I now try to minimise any work trips and ensure someone else is around to take care of DS.

You need to keep a diary of all of these and create a paper trail eg try to discuss them with DH over text or email so you have evidence that he’s not denying it

Seriously12 · 30/05/2026 20:58

You need to contact a domestic abuse charity in this country for advice.

Your child hates him and he sounds just awful.

Get local advice and help.

Keep careful notes of all his neglect, abuse and fxxk ups.

They could be very useful for court.

Cailleach1 · 30/05/2026 21:12

At the moment, you’re minimising work trips and trying to ensure there is someone there to look after your DS.

I’m not sure your ‘D’H is doing much anyway. Other than creating a volatile and oppressive atmosphere. It sounds soul destroying. For you and your son.

If you are thinking of removing yourself and your son from the situation, get all your ducks in a row first, and don’t give his dad any idea you are preparing to leave.

BookArt55 · 30/05/2026 22:39

Screenshot these messages abd tey and get evidence showing that he doesn't care for your son.

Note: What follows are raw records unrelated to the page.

Issue #1417, opened 2017-09-26
Refactor CoursesController into multiple controllers


ragesoss:
`CoursesController` is rather large, because it is responsible for a bunch of different independent things.

It could be reorganized into multiple smaller controllers. `#update` in particular has a lot of helper methods that are not reused by other actions, so most of the other actions could probably be moved to new controllers (or vice versa). One possible approach to doing that is described here: http://jeromedalbert.com/how-dhh-organizes-his-rails-controllers/

testa19:
@ragesoss  Is it just another file `course_update_controller.rb` (`class CourseUpdateController < ApplicationController`)? 
(There would be nearly 170 and 100 LOC in two course-controller files if other update actions will be moved)

or is there will be some kind of Courses namespase (with folders)? CoursesController and Courses::UpdateController

Do i get the article right: other suggests controllers have to have only CRUD actions and any other actions could be moved to another controller and "translated" to CRUD there?

ragesoss:
@testa19 I don't have set answers to those questions. If you're going to take the CRUD-only strategy from the blog post, I think that would involve leaving update (and create, and destroy, and show), adding a namespace, and creating new namespaced controllers for each of the other remaining actions.

On the other hand, separating update into its own controller makes the most sense in terms of single responsibility and isolating the most complex action into it's own file. I that case, Courses::UpdateController would probably be the best way to go. Doing it that way might help set up a pattern we can use for other controllers as well to start to simplify routes.rb, which is getting pretty messy without how far we've gone so far with most routes being explicitly defined.

If you want to take this on, you can play around with it and report what you discover. I'm not set on a particular solution, but the problem to solve here is that CoursesController is confusing because it does too many things.

Aeropio:
hello @ragesoss, is this issue still open?

ragesoss:
Yes.

chepyego:
Is this issue still open? i would like to help out

chepyego:
@ragesoss is this issue stil available?

ragesoss:
yes, it is. if you're working on it, please just make a note of it here, and post an update if you stop working on it.

chepyego:
Yes am working on it,, I'll update you

chepyego:
hey, am sorry for not giving out feedback about the issue was to work on
due to COVID-19 schools were closed so getting internet has been a problem
to me and i see deadline is near ,I don't know how to start will you please
give some tips on how to go with this issue

[...]

PR #1419, opened 2017-09-29
[WIP] Splitting CoursesController (issue #1417)

testa19:
Steps on orginizing Courses Controller structure https://github.com/WikiEducationFoundation/WikiEduDashboard/issues/1417

1. Splitting CoursesController: CoursesUpdateController created (no modules or namespaces)

### DIFF
--- a/app/controllers/courses_controller.rb
+++ b/app/controllers/courses_controller.rb
@@ -6,9 +6,7 @@ require "#{Rails.root}/lib/wiki_course_edits"
 require "#{Rails.root}/lib/list_course_manager"
 require "#{Rails.root}/lib/tag_manager"
 require "#{Rails.root}/lib/course_creation_manager"
-# require "#{Rails.root}/app/workers/update_course_worker"
 require "#{Rails.root}/app/workers/notify_untrained_users_worker"
-# require "#{Rails.root}/app/workers/announce_course_worker"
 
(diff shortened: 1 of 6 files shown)


ragesoss:
It worked! It looks like that was a relatively straightforward refactor:
* move update and its helper methods
* move the section of the specs that test `#update`
* add new explicit routing for update, and add routing exception for basic course resource routing

What do you think about this structure versus going down the namespace path?

Cleanup remaining:
* Don't change `consider_all_requests_local`
* Fully remove commented-out code that was copied to new files

testa19:
@ragesoss Oh, it was fust a first step: to see how two separate controllers wil look and work.
Now i'm trying to understand things (and make them work) with namespacing or modules:
and seems i am missing something

testa19:
@ragesoss can't make them work with namespacing: had a mess with partials - there is too much interlacement (with other controllers? in routes?) for my qualification.

ragesoss:
I'm fine with doing it the first way, if you can't figure out the namespacing solution. If it's not a straightforward refactor, then maybe it's best to not introduce namespacing, which I haven't used well enough to feel totally comfortable with myself.

ragesoss:
Please reopen if you take this up again, although it now has conflicts with the main branch.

If something happens again like the poo incident, send a text the next day sharing your feelings on it so you hae evidence.
Document- get invoices from babysitters, flights for you mum, evidence of your work trip dates to show the pattern.
Get school to Document you do all the school runs and school contact.
Make a plan, get in touch with a DA charity. Ignoring you for a weekend is a form of abuse when it refukarly happens, as it seems to with him. Stonewalling it is officially called and is horrible to live with

I left when my son was 5 and daughter was younger. Son has confirmed adhd and potentially autism too, and the difference in his feelings and way he manages everything since we moved out 2 years ago was like a lightswitch. He was picking up on all that negativity, being ignored, etc. Make a plan and live your life. However I would suggest you look at post separation abuse as you allude to him taking it badly... my ex sounds similar in lots of ways to yours and he has definitely made it harder, and still is trying to get the kids 50/50 so it doesn't impact his money.

Wishing you luck. Make a plan, get out and in a year you won't regret it.

PrizedPickledPopcorn · 30/05/2026 22:49

Can you position things so he feels he needs more time to himself, less responsibility? If you are defensive about not wanting him to have too much time with DS, for DS’s sake, then he’ll fight to get as much contact as he can.

if you appear concerned for the dad’s wellbeing, because of the additional stresses of look8ng after DS, he may decide he ‘isn’t well enough’ to have 50/50.